Produce an exact copy of the first line of the data below and each line after it, please, up to and including the one with "Inspired in the".

═════ MATERIAL PROVIDED

PR #583, opened 2026-05-30
Estimation Revamp

longemen3000:
Inspired in the estimation framework in Langmuir.jl. At first glance, there is a lot of changes, but if you squint, the core changes are the following:
- `EstimationData` now also stores the loss and the estimator function: this allows `EstimatorData` to be used as an independent object. The struct also gains support for adding data without CSVs, we can just pass a table-like object (a named tuple, for example), an estimator method, and a loss. the method that takes a list of filepaths was moved to `estimationdata_from_csvs`. Because the estimator method works on only one estimation data object, we can specialize on the inputs and outputs, storing those as a tuple instead of a vector.
- `ToEstimate` (`EstimationModel`): `ToEstimate` is now packed with a model in a new struct  named `EstimationModel`. This struct allows a model to be indexed as if it was a vector. basically `Langmuir.from_vec`, `Langmuir.to_vec`.
`Estimation`: it is now a function, the struct that holds all the data is now named `EstimationProblem`. Incredibly, there should be no breaking changes there, apart from the renaming of the struct.

The biggest change is that all the estimation is done through a minimal API stored in the `EstimationUtils` submodule. we can now define custom estimation model types and custom estimation loss types (`EstimationData` is now a subtype of `EstimationUtils.AbstractEstimationLoss`, `EstimationModel` is a subtype of `EstimationUtils.AbstractEstimationModel`).

Two new doc pages:
- Estimation basics, that documents the new API
- Custom estimation, documents how to create a custom estimation type by using the EstimationUtils package


longemen3000:
There is one change that i want to check through you @pw0908 . Before, if no index was specified, we assumed (1,1), the docs say that we assume all, but the impl assume (1,1). The implementation on this PR allows vector estimation. for example:

```
toestimate = [
  Dict(
  param = :segment
  lower = 1.0
  upper = 6.0
]
```
Allows a nc component model to fit all segment values at once. It is a strict superset of what we supported before, but is also the only breaking change. For example, in the water-ethanol example in the notebooks, the `toestimate` input uses the fact that no indices implies (1,1) to just fit water. What do you think about this? reverting to the original behaviour is just a line change.

To support "all" parameters, implies that we can support more than one parameter per dictionary, and it is true, the code now supports this.
```
toestimate = [
  Dict(
  param = :segment
  lower = [1.0,2.0]
  upper = [6.0,12.0]
  guess = [2.5,4.5]
]

```

longemen3000:
I chose to maintain the current behavior, but add a warning that in future versions it will be changed.

pw0908:
Thanks a lot for these changes @longemen3000 and sorry that I didn't find the chance to review them. I took a look at the docs and code, and everything looks good to me! If I'm not wrong, this all means we can now use gradient-based methods for optimization?

longemen3000:
> this all means we can now use gradient-based methods for optimization?

I theory, we already supported it, but I have to check if it actually works. If it does, it deserves a mention in the docs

══════════

### YOUR RESPONSE
PR #583, opened 2026-05-30
Estimation Revamp

longemen3000:
Inspired in the estimation framework in Langmuir.jl. At first glance, there is a lot of changes, but if you squint, the core changes are the following:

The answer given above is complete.